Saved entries
PR #3372, opened 2024-08-07
fix(dtfs2-7309): update use of promises inside map and for each

AlexBramhill:
## Introduction :pencil2:
Some legacy code is not awaiting promises inside `forEach` and `map`

Updated these to work correctly

Refactored a few functions to reduce complexity


portal-api/src/v1/controllers/deal-status/send-status-update-emails.js
```diff
@@ -1,9 +1,11 @@
 const sendEmail = require('../../email');
 
 const sendEmailsToOwningBanks = async (templateId, emailVariables, owningBankEmails) => {
-  owningBankEmails.forEach(async (email) => {
-    await sendEmail(templateId, email, emailVariables);
-  });
+  await Promise.all(
+    owningBankEmails.map(async (email) => {
+      await sendEmail(templateId, email, emailVariables);
+    }),
```
JoshBinns2000, line 7: Maybe `owingBankEmails.map((email) => sendEmail(templateId, email, emailVariables))` for conciseness?

portal-api/src/v1/gef/controllers/application-submit.js
```diff
@@ -187,38 +187,41 @@ const submissionPortalActivity = async (application) => {
...
+    const isSubmittedToUkef = !!app.submissionCount;
+    const hasFacilities = facilities?.length > 0;
+    const isAIN = app.submissionType === CONSTANTS.DEAL.SUBMISSION_TYPE.AIN;
+
+    if (isSubmittedToUkef && !hasFacilities) {
+      return false;
     }
+
+    const updatedFacilities = await Promise.all(
+      facilities.reduce((promises, facility) => {
```
JoshBinns2000, line 205: I tend to use `.filter(...).map(...)` when dealing with `Promise` related logic as I think needing to figure out both what is going on with the `reduce` and with the `Promise` can be a bit tricky, but I don't mind leaving this one as it's quite small

portal-api/src/v1/gef/controllers/application.controller.js
```diff
@@ -219,19 +219,22 @@ const sendStatusUpdateEmail = async (user, existingApplication, status) => {
...
-      bankInternalRefName,
-      currentStatus: status,
-      previousStatus,
-      updatedByName: `${user.firstname} ${user.surname}`,
-      updatedByEmail: user.email,
-    });
-  });
+  const emailPromises = user.bank.emails.map(
+    async (email) =>
+      await sendEmail(EMAIL_TEMPLATE_IDS.UPDATE_STATUS, email, {
```
JoshBinns2000, line 224: Nit but if you are just returning a `Promise`, you don't need the `async () => await func()`

abhi-markan (changes requested):
Can we pause this PR please so I can investigate why this is required and if the current implementation is impacting any existing functionality. Thanks

portal-api/src/v1/gef/controllers/application-submit.js
AlexBramhill: thanks, lets leave this as is, but Im taking this into account for future stuff

AlexBramhill:
> Can we pause this PR please so I can investigate why this is required and if the current implementation is impacting any existing functionality. Thanks

Sure -- I'd be keen to get this in asap tho 

https://stackoverflow.com/questions/68026591/what-is-the-difference-between-async-await-foreach-and-promise-all-map

dtfs-central-api/src/v1/controllers/portal/gef-deal/add-min-activities.controller.js
```diff
@@ -84,25 +84,26 @@ const facilityChangePortalActivity = async (application, facilities) => {
...
-          maker,
-          checker,
-        };
-        // generates an activities object
-        const activityObj = portalActivityGenerator(activityParams);
-        // adds to beginning of portalActivities array so most recent displayed first
-        portalActivities.unshift(activityObj);
+    facilities.forEach((facility) => {
+      if (!facility.canResubmitIssuedFacilities) {
+        return;
```
ttbarnes, line 89: Is this required? Otherwise the one liner is simpler?:

```js
if (facility.canResubmitIssuedFacilities) { ...
```

portal-api/src/drivers/fileshare.js
```diff
@@ -165,9 +165,11 @@ const deleteMultipleFiles = async (fileshare, filePath, fileList) => {
   if (!fileList) return false;
 
   if (Array.isArray(fileList)) {
-    return fileList.map(async (filename) => {
-      await deleteFile(fileshare, `${filePath}/${filename}`);
-    });
+    return Promise.all(
```
ttbarnes, line 168:
```suggestion
    const promises = await Promise.all( ...

    return promises;
```

JoshBinns2000: Could I possibly ask what the reason for this change is? Also with the note that, semantically, the thing that gets returned when a `Promise.all` is `await`ed isn't a list of `promises`, but instead a list of whatever the `Promise` resolved to

portal-api/src/v1/controllers/deal-status/update-submitted-issued-facilities.js
```diff
@@ -48,11 +48,11 @@ const updateSubmittedIssuedFacilities = async (user, deal, auditDetails) => {
...
     }
 
-    const { data } = await facilitiesController.update(deal._id, facilityId, facility, user, auditDetails);
-
-    return data;
+    await facilitiesController.update(deal._id, facilityId, facility, user, auditDetails);
   });
 
+  await Promise.all(updateFacilitiesPromises);
+
```
ttbarnes, line 55: Will the deal returned in this function include the updated facilities?

dtfs-central-api/src/v1/controllers/portal/gef-deal/add-min-activities.controller.js
JoshBinns2000: I don't think this is necessarily simpler. If I remember correctly, this change was made because guard clauses are often easier to read than branching code - the early `return` here if the condition is met makes it clear to the reader that, if you can't resubmit issued facilities, then you do nothing. In contrast, a non-guard clause approach means that a reader would read this code as "if you can resubmit issued facilities, perform this action", which means they need to scroll to the bottom of the `if` block to figure out what happens if you can't resubmit facilities

portal-api/src/v1/gef/controllers/application-submit.js
```diff
@@ -187,38 +187,41 @@ const submissionPortalActivity = async (application) => {
...
-      }
-    } catch (error) {
-      console.error('Unable to set coverDateConfirmed for AIN facilities. %o', error);
+  if (!app) {
+    return false;
+  }
+
+  try {
+    const facilities = await getAllFacilitiesByDealId(app._id);
+    const isSubmittedToUkef = !!app.submissionCount;
```
ttbarnes, line 196: Maybe could use use `>= 1` check instead of `!!`?

portal-api/src/v1/gef/controllers/application-submit.js
```diff
@@ -187,38 +187,41 @@ const submissionPortalActivity = async (application) => {
...
+          promises.push(updateFacility(facility._id, { coverDateConfirmed }, auditDetails));
+        }
+
+        return promises;
+      }, []),
+    );
+
+    const hasUpdatedAtLeaseOneFacility = updatedFacilities.length > 0;
+
+    return hasUpdatedAtLeaseOneFacility;
```
ttbarnes, line 220: `AtLeast`?

portal-api/src/v1/gef/controllers/application-submit.js
```diff
@@ -187,38 +187,41 @@ const submissionPortalActivity = async (application) => {
...
+    const isAIN = app.submissionType === CONSTANTS.DEAL.SUBMISSION_TYPE.AIN;
+
+    if (isSubmittedToUkef && !hasFacilities) {
+      return false;
     }
+
+    const updatedFacilities = await Promise.all(
+      facilities.reduce((promises, facility) => {
+        const isIssuedFacility = facility.hasBeenIssued && !facility.coverDateConfirmed;
+        const isUnissuedFacility = !facility.hasBeenIssued && facility.coverDateConfirmed;
```
ttbarnes, line 207: maybe could destructure `hasBeenIssued` and `coverDateConfirmed`?

portal-api/src/v1/gef/controllers/application-submit.js
AlexBramhill: I'm not modifying the actual functions here -- it was originally negated, and I double negated it. We're not wanting this PR to scope creep -- it could be that we care about `>=1` but I'm avoiding heavy changes

portal-api/src/drivers/fileshare.js
ttbarnes: I've found this pattern to be helpful when debugging, including returning what is resolved in the promise(s)

portal-api/src/v1/gef/controllers/application-submit.js
ttbarnes: Understood RE scope creep, but the `submisssionCount` check and variable name has already been changed? IMO `>= 1`  would be clearer

ttbarnes (commented):
Can't see any unit tests updated, notably for the `return;` changes - do we not have unit tests for the relevant controllers etc?

dtfs-central-api/src/v1/controllers/portal/gef-deal/add-min-activities.controller.js
ttbarnes: Thanks @JoshBinns2000 that make sense RE readability. Happy with either approach.

portal-api/src/drivers/fileshare.js
JoshBinns2000: Because this function is marked as `async`, it will always return a list of resolved promises as long as the function is called with `await` (ie. `return Promise.all` is the same as `return await Promise.all` in terms of the result)

portal-api/src/v1/gef/controllers/application-submit.js
AlexBramhill: updated

portal-api/src/v1/gef/controllers/application-submit.js
AlexBramhill: nice

portal-api/src/v1/controllers/deal-status/update-submitted-issued-facilities.js
AlexBramhill: I'm not sure the previous implimentation did?

AlexBramhill: ie the following
```
const item = { subItems: [{ id: 1 }, { id: 2 }, { id: 3 }] };

item.subItems.forEach((subItem) => {
  return { id: subItem.id + 10 };
});

console.dir({ item }, { depth: null });
// {
//  item: { subItems: [ { id: 1 }, { id: 2 }, { id: 3 } ] }
// }
```

ttbarnes: Thanks @AlexBramhill I can see it didn't used to so all good

AlexBramhill:
> Can't see any unit tests updated, notably for the `return;` changes - do we not have unit tests for the relevant controllers etc?

Not sure why we'd need to update any here -- No testable behaviour has changed (the `return` you mentioned existed anyway, it already returned `void`. 

The only `behaviour` change is handling async properly, which is about as low level as people go in js :)  (and testing this would involve writing tests that target and explore JS event loop behaviour)

abhi-markan:
Closing this PR as this has been moved back to backlog. To be picked up when back in the sprint.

> Exercise brief: An answer is complete only when it holds every line above containing the string "abhi".

> Answer area:
abhi-markan (changes requested):
abhi-markan:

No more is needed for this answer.